Exercise> Find every line below with the word "more" in it, and copy each one.

*** Opening Stored data ***

PR #961, opened 2026-05-15
feat: cursor-based GraphQL pagination (ports Go #4617, FFI-validated)

jackzampolin:
## Cursor-based GraphQL pagination

Ports Go DefraDB PR #4617 — `_cursor { Collection(first/after/last/before, …) { … } _pageInfo { hasNext hasPrev startCursor endCursor } }` with opaque, index-seekable cursor tokens.

### Status — DRAFT, kept open intentionally
Held open as draft until the final cursor version lands on the Go side: **Go #4617 is still open** (base `shinzo-develop`; not yet on mainline `develop`). Parity here is anchored to `jsimnz/feat/cursor-pagination-develop-rebase` (`03f720a5`) — note that is *not* the branch GitHub's PR-head pointer shows; the `…-v2` head is a superseded sibling. Will re-validate if `develop-rebase` changes before it merges upstream.

### Validation
Reviewed adversarially, fixed, and **cross-checked against Go #4617's own integration suite via the FFI harness: 74/74 passing, zero regressions** (Go's tests execute against the Rust engine through `rust_ffi`).

### Covered
- Forward/backward pagination; opaque base64url codec **byte-for-byte identical to Go**.
- Index fast-path seek (Go-exact `indexFetches`) + naive slow-path fallback.
- `_pageInfo` canonical field names; Go-exact error strings; SDL generation.

### Fixes from review (vs the initial port)
- `first`/`last` omitted → returns all rows (was 0).
- `after`/`before`: empty-string rejected, `null` treated as no-cursor.
- Slow path rewritten to Go's exact DocID-equality boundary (legacy DocID-only + field-ordered).
- `_pageInfo` aliases discarded → canonical names; fragments expand.
- Cursor index scan bounded to `page_size+1` for Go-exact `indexFetches`.
- Codec emits the `o` direction field; fixtures regenerated from real Go output.

### Known scoped divergence
- `groupBy` not advertised on the cursor field's generated SDL (no `<Type>Field` enum in the Rust generator; functional parsing unaffected, no Go test exercises it).

### Follow-up
- Order-aware/cost-based index selection for *filtered* cursor pagination — #1005 (mirrors Go's deferred #2680).


jackzampolin:
All 5 review findings addressed. Pushed 5 commits on top of `56dfe664`:

| Finding | Commit | What changed |
|---|---|---|
| P1.1 (backward seek direction) | `d400774f` | `RangeIterator::apply_cursor_seek` now takes `reversed` and overrides `self.reverse`; `apply_cursor_seek_to_iterator` passes `seek.reversed` through. New `test_cursor_seek_reversed_param_controls_upper_bound` test. |
| P1.2 (duplicate-key drop) | `6e8babd8` | `build_cursor_seek_key` appends `cursor.doc_id.as_bytes()` to the seek key for non-unique indexes so forward-exclusive boundaries exclude only the boundary doc, not every doc sharing its field values. New integration test `rust_cursor_paginates_through_duplicate_index_keys` (4 users at `age=30`, page 2 was empty before, now returns the remaining 2). |
| P1.3 (false fast-path signal) | `30b0774a` | `IndexScanNode::set_cursor_seek` now pattern-matches `scan_type`: returns `true` only for `PrefixScan`/`RangeScan`; `ExactMatch`/`InScan`/`OrScan` return `false` so `CursorNode` falls back to the slow skip-until-after path. 5 new unit tests cover both paths. |
| P2.1 (silent `limit`/`offset` acceptance) | `8fa19e65` | `extract_cursor_params` explicitly rejects `limit`/`offset` with `Unknown argument "limit" on field "User".`-style error. 2 new parser tests. |
| P2.2 (no type normalization) | `63b401a1` | `build_cursor_seek_key` now applies `normalize_for_index_field` after `json_to_normal_value` so `Float64` from JSON → `Float32` on a Float32-typed index field before encoding. The helper was promoted from `pub(super)` to `pub(crate)` and re-exported. New unit test verifies byte-level equality with the index's encoding. |

Test summary after fixes (all green):
- `cargo test -p storage` — 272 pass (+1)
- `cargo test -p query-plan` — 105 pass (+5)
- `cargo test -p query-parse query_parse::cursor` — 10 pass (+2)
- `cargo test -p query-plan planner::builder::cursor` — 8 pass (+1)
- `cargo test -p integration-test --test cursor` — 13 pass (+1)
- `cargo clippy --all -- -D warnings` — clean

jackzampolin:
Round 2 review findings addressed. 4 commits pushed:

| Finding | Commit | What changed |
|---|---|---|
| P1.1 (reversed flag semantics + post-hoc direction flip impossible) | `d53edd41` | `CursorSeek.reversed` now means "cursor's desired iteration direction": Forward = `order_reversed`, Backward = `!order_reversed`. `IndexScanNode::set_cursor_seek` mutates the underlying `IndexScanType::{PrefixScan,RangeScan}.reverse` field BEFORE the KV iterator is created via `scan_prefix(..., *reverse)`. `RangeIterator::apply_cursor_seek` no longer pretends it can flip direction post-creation — `self.reverse = reversed` removed and replaced with a `debug_assert_eq!`. |
| P1.2 (`before` was inclusive on fast path) | `d53edd41` (same commit) | `CursorSeek.inclusive` is now always `false` — both `after` and `before` are exclusive boundaries. Regression test `rust_backward_before_excludes_boundary` exercises 4-user dataset with `last: 2, before: cursor(c)` and verifies `[a, b]` (boundary `c` excluded). |
| P1.3 (slow path compared only doc_id) | `01f5acf1` + `8bca6a68` | Slow paths now error explicitly with `cursor slow path (no index seek) does not support non-docID ordering` rather than silently using a wrong comparator. Built a full-tuple comparator would require named-field access on the index-based `Doc` type and got punted in favor of explicit failure. The guard is gated on `before.is_some()` so `last: N` (no `before`) still works for any order. Forward path's `SkippingUntilAfter` state is only entered when `after.is_some()`, so it's already correctly gated. |
| P2 (unique composite prefix dropping ties) | `e02a0efc` | `configure_scan_for_cursor` now falls back to slow path when `idx.unique && cursor.keys.len() < idx.fields.len()`. For unique indexes, doc_id lives in the value, not the key, so appending it to seek_key doesn't help. The slow-path fallback is honest. Same fallback handles the unique-null case at `unique.rs:131` pragmatically. Integration test `rust_unique_composite_prefix_falls_back_to_slow_path` verifies. |

### Known limitation

Cursor pagination through ExactMatch / InScan / OrScan scans with non-docID ordering (i.e., the P1.3 + non-docID-order combination on the slow path with a cursor boundary) now errors out instead of silently mispaginating. A full tuple comparator that handles arbitrary order direction + nulls + types would unblock this and is a worthwhile follow-up. Tracked as a known limitation in this PR; the error message is actionable ("ensure the collection has an index covering the ORDER BY fields").

### Test summary after round-2 fixes

- `cargo test -p storage` — clean (debug_assert in place)
- `cargo test -p query-plan` — 108 pass (+3 since round 1: 2 new `set_cursor_seek_propagates_reversed_into_{prefix,range}_scan` tests + 1 `slow_path_supports_no_cursor_with_non_doc_id_order` test)
- `cargo test -p integration-test --test cursor` — **15 pass** (+2 since round 1: `rust_backward_before_excludes_boundary` + `rust_unique_composite_prefix_falls_back_to_slow_path`)
- `cargo clippy --all -- -D warnings` — clean

jackzampolin:
Round 3 review findings addressed in `24bc712d`:

| Finding | Fix |
|---|---|
| P1 (`_docID DESC` silently paginates ASC) | Added `doc_id_order_direction(order_fields)` helper. Forward `SkippingUntilAfter` now compares `row > after` for ASC and `row < after` for DESC. Backward `populate_backward_buffer_slow` mirrors with `>= boundary` for ASC and `<= boundary` for DESC. 2 new integration tests cover both forward and backward DESC pagination. |
| P2 (unique-null rows still drop tier) | Changed seek-key doc_id-suffix condition from `!idx.unique` to `!idx.unique \|\| cursor_has_null_value`. When any cursor key is null, the on-disk unique index appends doc_id (per `unique.rs:228` `has_nil_field`), so the seek key must too. |
| Test gap (unique-composite-prefix only covers page 1) | Added `rust_unique_composite_prefix_after_returns_slow_path_error` which sends page 2 with `after` and asserts the actionable slow-path error message. |

### Test summary

- `cargo test -p query-plan` — 108 pass (unchanged; no new unit tests this round)
- `cargo test -p integration-test --test cursor` — **18 pass** (+3 since round 2: 2 _docID DESC + 1 unique-prefix page-2 error)
- `cargo clippy --all -- -D warnings` — clean

jackzampolin:
Round 4 review findings addressed. 3 commits pushed:

| Finding | Commit | What changed |
|---|---|---|
| P1.1 (seek applied to wrong index) | `f0688aef` | Added `expected_index_name: String` to `CursorSeek`. `IndexScanNode::set_cursor_seek` now rejects (returns `false`) when `self.index_params.index_name != seek.expected_index_name`. New unit test `set_cursor_seek_returns_false_for_mismatched_index_name`. New integration test `rust_cursor_with_filter_and_order_uses_correct_index` exercises filter-index + order-index conflict — seek is rejected, CursorNode falls back to slow path, and (per round 2's actionable error) the slow path errors out for non-docID order with a cursor token. The garbage-rows bug is gone. |
| P1.2 (rustfmt CI red) | `244fdd93` | `cargo fmt --all` cleared the two cursor/smoke.rs offenders. |
| P2.1 (unique-prefix fallback trusts arbitrary keys) | `f0688aef` (same commit as P1.1) | Both `cursor_index_keys_count` and `has_null_value` now intersect cursor keys with the index's field-name set, ignoring untrusted extras. |
| P2.2 (_pageInfo aliases + unknown fields) | `9feb9e9e` | `CursorPageInfoFields` switched from `bool` to `Option<String>` per field, storing the output key (alias or canonical). Parser records aliases and errors on unknown fields with `"Cannot query field \"X\" on type \"PageInfo\"."`. Response shaping emits each field under its stored key. 2 new parser tests + 1 new integration test (`rust_page_info_aliases_preserved_in_response`) verify aliases are preserved AND unknown fields are rejected. |

### Test summary

- `cargo test -p query-types` — 131 pass
- `cargo test -p query-parse` — 173 pass (+2 new alias/unknown tests)
- `cargo test -p query-plan` — 109 pass (+1 new mismatched-index test)
- `cargo test -p integration-test --test cursor` — **20 pass** (+2: multi-index + alias preservation)
- `cargo clippy --all -- -D warnings` — clean

jackzampolin:
Round 5 review findings addressed in `3b0ad7fd`:

| Finding | Fix |
|---|---|
| P2 (`_pageInfo` wrapper alias dropped) | Added `page_info_alias: Option<String>` to `CursorAliases`. Parser records `child.alias.clone()` when matching `_pageInfo`. Response shaping at `nested.rs` now uses `select.cursor_aliases.page_info_alias.as_deref().unwrap_or("_pageInfo")` for the output key. New integration test `rust_page_info_wrapper_alias_emitted_in_response` verifies `info: _pageInfo { hasNext }` surfaces as `info`, not `_pageInfo`. |
| P3 (fragments inside `_pageInfo` silently ignored) | `parse_page_info_selection` now explicitly returns `Err("_pageInfo block does not support fragments")` for `FragmentSpread`/`InlineFragment`, mirroring the outer `_cursor` rejection. New parser test `fragments_in_page_info_rejected`. |

### Test summary

- `cargo test -p query-parse query_parse::cursor` — 14 pass (+2 round-5 tests)
- `cargo test -p query-types` — 131 pass
- `cargo test -p integration-test --test cursor` — **21 pass** (+1: `rust_page_info_wrapper_alias_emitted_in_response`)
- `cargo clippy --all -- -D warnings` — clean

### Note on flake

Saw one transient failure of `rust_page_info_aliases_preserved_in_response` in a full suite run that did not reproduce on rerun (passes in isolation and in subsequent full runs). Stack trace points at `test-infra/src/log_tracker.rs:84` (a transitive harness dep), not cursor code. Not blocking this PR; worth filing a separate harness issue if it recurs.

jackzampolin:
Round 6 fixes pushed in `a681a418`. **CI-red regression resolved.**

| Finding | Fix |
|---|---|
| P1 (CI-red: `exhaustive_orphans_4454::rust_exhaustive_relation_order_includes_orphans` regressed at round-5) | **Root cause was stack overflow on the tokio worker thread**, confirmed via server's `stderr.log`: `thread 'tokio-rt-worker' has overflowed its stack`. Round-5 added `page_info_alias: Option<String>` to `CursorAliases`, which sits on every `Select` — that's +24 bytes propagated through the deeply-nested async future tree built for `@exhaustive` relation-order queries (TypeJoinMany over Book → Publisher). Boxed the field to `Option<Box<String>>` (+8 bytes vs +24) and gated the `plan.page_info()` call on `select.is_cursor` for belt-and-suspenders. Test passes; cursor suite still 21/21. |
| P2 (unique composite-prefix guard trusted cursor.keys) | Switched to `order_fields.len() < idx.fields.len()` — matches what `build_cursor_seek_key` actually encodes. Cursor tokens are client-controlled; the guard now ignores them. |
| P3 (multiple `_pageInfo` siblings overwrite) | Parser errors with `"_cursor block cannot contain multiple _pageInfo selections"`. New test `multiple_page_info_selections_rejected`. |

### How I found P1

Local repro confirmed the test fails on `3b0ad7fd` (round-5 head) and passes at the merge base. Bisected — `3b0ad7fd` first-bad. Diff was contained to cursor paths only, so I suspected stack-frame growth. Set `DEFRA_E2E_KEEP=1` to retain the test artifacts, found `target/e2e/.../rust-0/logs/stderr.log` saying `thread 'tokio-rt-worker' has overflowed its stack; fatal runtime error: stack overflow, aborting`. Cross-referencing the diff size with the failure, the smoking gun was `CursorAliases` growing 24 bytes. Boxing it confirmed the fix.

### Test summary

- `cargo test -p integration-test exhaustive_orphans_4454::rust_exhaustive_relation_order_includes_orphans` — **PASS** (regression fixed)
- `cargo test -p integration-test --test cursor` — 21/21 pass
- `cargo test -p query-parse query_parse::cursor` — 15/15 pass (+1 new multiple-_pageInfo test, see file)
- `cargo clippy --all -- -D warnings` — clean

jackzampolin:
### Upstream Go status snapshot (2026-05-18)

Mirrored Go PR [`sourcenetwork/defradb#4617`](https://github.com/sourcenetwork/defradb/pull/4617) is **still open**, targeting `shinzo-develop` (not `develop`). Latest activity 2026-05-12 — author addressing islamaliev's `CHANGES_REQUESTED` review from 2026-03-24. No new commits in the 6 days before this PR was opened, and no movement since.

**Open Go design concerns that affect us:**

1. **Index requirement on ordered-by field** — islamaliev's top-level question: *"if we just request docs in their natural order why can't we use cursor? We can also specify prefix for such queries after all."* This PR mirrors Go's current behavior (hard error on missing index for explicit non-docID orderings; docID fallback when ordering is empty). If Go relaxes this, we'd need to follow.

2. **`filter` / `groupBy` test coverage** — islamaliev flagged Go has no test covering cursor + filter/groupBy combinations and suggested a test multiplier like secondary-index. This Rust port has the same gap.

**Open inline threads on Go side (no `jsimnz` reply):**

- `internal/db/fetcher/indexer.go` — index iterator excludes `_in`/`_or` (`multiIndexIterator`) and arrays/JSONs (`memorizingIndexIterator`)
- `internal/planner/planner.go` — `validateCursorIndex` may be redundant with `CanBeOrderedByIndex`

**Pushed-back but unresolved:**

- `internal/db/fetcher/wrapper.go` — pointer type ("I'll investigate further")
- `internal/cursor/cursor.go` — typed map vs `map[string]NormalValue` (jsimnz declined)

**Merge consideration:** the longer this Rust PR sits behind a moving Go target, the more drift risk. Could merge now and chase Go-side changes via follow-up issues, or wait until Go #4617 merges — open question.

jackzampolin:
## Dogfooding report: `after` continuation breaks on a reindexed index (forward + backward)

We're trialing this PR downstream (rebased onto `v0.13.1` so it carries the tx-commit Update-event fix; pinned that combined rev in our app) against a real dataset — ~4,540 `CodingSession` docs, ordering by an `@index(direction: DESC)` `created_at` field. First page is great. **The `after`/`before` continuation mis-resolves the boundary**, so you can't actually page through the corpus.

### Repro
Order **DESC**, page size 5:
```graphql
{ _cursor { CodingSession(first:5, order:[{created_at: DESC}]) { _docID created_at } _pageInfo { hasNext endCursor } } }
```
- page1 → 5 rows, last `created_at = 2026-05-29T13:06:28Z`, `hasNext = true`
- decode(endCursor) = `{"d":"bae-d45da628-…","k":{"created_at":"2026-05-29T13:06:28Z"},"o":""}`
- page2 with `after: "<that endCursor>"` → **only 2 rows, then `hasNext = false`** — it abandons the ~4,000 older rows instead of continuing.

Order **ASC**, page size 5 (same query, `created_at: ASC`):
- page1 → last `created_at = 2026-01-05T18:05:40Z`, `hasNext = true`
- page2 with `after: endCursor` → 5 rows, but **first row `created_at = 2026-05-28T23:30:43Z`** — it jumps far past the boundary instead of resuming just after `2026-01-05`.

So forward DESC truncates early and forward ASC seeks to the wrong position. Both point at the `after` boundary/seek, not the codec (the token round-trips and decodes cleanly).

### Two clues
1. The encoded cursor's order-direction field is **always empty** (`"o":""`) regardless of the query's `order:` direction. If the seek reconstructs the scan direction/boundary from the token, an empty `o` could explain it resolving the wrong half-open range.
2. **It's index-state sensitive.** On a *freshly built* `created_at` index this paginated correctly for many pages; the breakage above appeared **after a `maintenance reindex`** of the collection (we'd rebuilt the index after coercing some `created_at` values to the `DateTime` scalar). So the `after` index-seek seems fragile to the reindexed index layout / the index-fetch boundary, where the naive path might not be.

### Ask
Is `after` expected to hold across a `reindex`, and is the empty `"o"` direction in the token intentional? Happy to capture more (full `explain`, the exact index entries around the boundary) if useful — flagging since this blocks using the cursor for anything past page 1 on a non-trivial collection. (We've reverted to offset pagination downstream meanwhile.)

jackzampolin:
Thanks for the fast turnaround on `86204e8f` — and nice catch on the actual root cause. That lines up exactly with what we saw from the outside: the breakage was **index-state-sensitive** (paginated fine on a freshly-built index, broke only after a `maintenance reindex`), which is precisely the reindex path emitting `DateTime` as `String` and producing byte-different index keys from the write path. The two converters drifting is a much better explanation than my "empty `o` direction" guess — that field was a red herring.

Unifying both paths behind one schema-kind converter (`json_to_normal_value_for_kind`) is the right shape, and the byte-equivalence regression guard across both index directions is exactly the test I'd want for this class of bug — it'll catch any future drift deterministically without needing the full lens-reindex e2e harness.

We'll re-pin to the fixed rev downstream and re-run our original repro (the DESC-truncates / ASC-mis-seeks pagination over ~4,540 rows after a reindex) to confirm end-to-end on real data, and report back here. Also noted your flagged follow-up — the seek-key builder (`values.rs::json_to_normal_value`) still inferring type from JSON shape rather than schema kind — agreed that's a latent footgun for a `String` field holding date-like text; worth its own issue. Appreciate the thorough fix. 🙏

*** Closing Stored data ***

Result of the exercise>
**Merge consideration:** the longer this Rust PR sits behind a moving Go target, the more drift risk. Could merge now and chase Go-side changes via follow-up issues, or wait until Go #4617 merges — open question.
Is `after` expected to hold across a `reindex`, and is the empty `"o"` direction in the token intentional? Happy to capture more (full `explain`, the exact index entries around the boundary) if useful — flagging since this blocks using the cursor for anything past page 1 on a non-trivial collection. (We've reverted to offset pagination downstream meanwhile.)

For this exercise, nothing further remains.